When does a consensual police encounter become a seizure under the Fourth Amendment? If a police officer approached you at night and said he “would like to see your ID, just to log that I talked to you,” would you feel free to decline his request or leave? (And for the CrimPro guru readers, did you feel that way before learning the law?) What if the police officer asked you for your ID or identifying information, adding that you could “be on your way just as soon as I ID you”?

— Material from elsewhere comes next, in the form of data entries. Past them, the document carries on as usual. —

PR #889, opened 2022-11-06
[PF-2188] Move building clone resource objects into the resource class hierarchy

ddietterich:
Working on the prototype of the clone refactor I noticed a `switch` statement on resource type. Those should never be needed since we have a class hierarchy based on the resource type.

This work moves most of `WorkspaceCloneUtils` into `WsmResource` and the resource classes. Now whenever we need to build a reference to an existing resource, we can call a method on the existing resource.

I noticed the `ReferencedResource` and `ReferencedResourceService` were under `cloud/gcp`, even though they are independent of cloud, so I moved those.

Also the `ReferencedDataRepoSnapshot` was under `cloud/gcp`. I moved it under `cloud/any`.

I expect to refactor the controlled resources as part of the clone refactor, but those require a bigger change; not a simple code rearrangement.


service/src/main/java/bio/terra/workspace/service/resource/model/WsmResource.java
```diff
@@ -195,6 +200,88 @@ public ImmutableMap<String, String> getProperties() {
...
+      @Nullable UUID destinationResourceId,
+      @Nullable UUID destinationFolderId,
+      @Nullable String name,
+      @Nullable String description) {
+    throw new CloneInstructionNotSupportedException(
+        String.format(
+            "You cannot make a reference clone of a %s resource", getResourceType().name()));
+  }
+
+  protected WsmResourceFields buildCloneResourceCommonFields(
```
melissachang, line 229: This is only used for referenced dest resources (not controlled dest resources), right?

If so, put `referenced` somewhere in name.

Line 242-243 only makes sense for referenced dest resource. (For controlled dest resource, it would change COPY_RESOURCE to COPY_REFERENCE.)

service/src/main/java/bio/terra/workspace/service/resource/controlled/model/ControlledResource.java
```diff
@@ -201,6 +201,38 @@ public void validate() {
     }
   }
 
+  public ControlledResourceFields buildControlledResourceCommonFields(
```
melissachang, line 204: Put `clone` in method same somewhere?

service/src/main/java/bio/terra/workspace/service/resource/referenced/cloud/any/datareposnapshot/ReferencedDataRepoSnapshotResource.java
```diff
@@ -164,6 +165,25 @@ public boolean checkAccess(FlightBeanBag context, AuthenticatedUserRequest userR
...
   }
 
+  @Override
+  public WsmResource buildReferencedClone(
+      UUID destinationWorkspaceUuid,
+      @org.jetbrains.annotations.Nullable UUID destinationResourceId,
+      @org.jetbrains.annotations.Nullable UUID destinationFolderId,
+      @org.jetbrains.annotations.Nullable String name,
+      @org.jetbrains.annotations.Nullable String description) {
+    ReferencedDataRepoSnapshotResource.Builder resultBuilder =
```
melissachang, line 175: 176-184 look the same for all resource types, should this go in a common place/super class?

melissachang (approved):

service/src/main/java/bio/terra/workspace/service/resource/controlled/cloud/gcp/bqdataset/ControlledBigQueryDatasetResource.java
```diff
@@ -153,6 +157,30 @@ public ApiGcpBigQueryDatasetResource toApiResource() {
         .attributes(toApiAttributes());
   }
 
+  @Override
+  public WsmResource buildReferencedClone(
+      UUID destinationWorkspaceUuid,
+      @Nullable UUID destinationResourceId,
```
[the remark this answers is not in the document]
ddietterich: Good catch! And oddly half of the Nullable came from jetbrains.

service/src/main/java/bio/terra/workspace/service/resource/referenced/cloud/any/datareposnapshot/ReferencedDataRepoSnapshotResource.java
ddietterich: It is not. Someone wrote these `toBuilder` classes that hide the resource-specific settings.
I am not a fan of that approach. Look here: https://github.com/DataBiosphere/terra-workspace-manager/blob/63f703fa396948e4d79cef44cf93aac9bcdcded0/service/src/main/java/bio/terra/workspace/service/resource/controlled/cloud/gcp/gcsbucket/ControlledGcsBucketResource.java#L151

That is my preference and it does not require a `toBuilder`. It constructs the new object.

service/src/test/java/bio/terra/workspace/service/resource/controlled/flight/clone/workspace/WorkspaceCloneUtilsTest.java
```diff
@@ -316,33 +311,4 @@ private static void assertControlledResourceCommonField(
     assertEquals(sourceResource.getAccessScope(), resourceToClone.getAccessScope());
     assertEquals(sourceResource.getAssignedUser(), resourceToClone.getAssignedUser());
   }
-
-  @Test
-  public void createDestinationResourceLineage_sourceLineageIsNull() {
```
yuhuyoyo, line 321: can we preserve the test in the wsmResource test?

yuhuyoyo (approved):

This issue divided a panel of the U.S. Court of Appeals for the Sixth Circuit today in United States v. Campbell. There was unanimous agreement on the relevant legal standard — a seizure occurs when “under the totality of the circumstances, a reasonable person would have believed that he or she was not free to walk away” — but disagreement on its application to the facts. The majority opinion by Judge Gilman (joined by Judge Clay) stresses the officers use of the word “like,” denoting a request rather than a command or order. Judge Cole in dissent, on the other hand, stresses that the officer, by his own account, nonetheless conditioned Steven Campbell’s ability to go on first providing ID.
Setting aside the particulars of this case (as there are other potentially relevant details I have omitted), this is an area of criminal procedure that has always made me a bit uncomfortable. I have no problem with the idea that a seizure occurs when a reasonable person would believe that he or she is not free to walk away. My problem is that the “reasonable person” some judges imagine seems far too willing to question or challenge police authority. I sincerely doubt that most “reasonable” Americans unschooled in criminal procedure feel free to casually deny police requests, let alone disregard police inquiries entirely and just walk away. This may be how judges interact with police officers, but in this regard I do not believe the average judge adequately represents the reasonable person.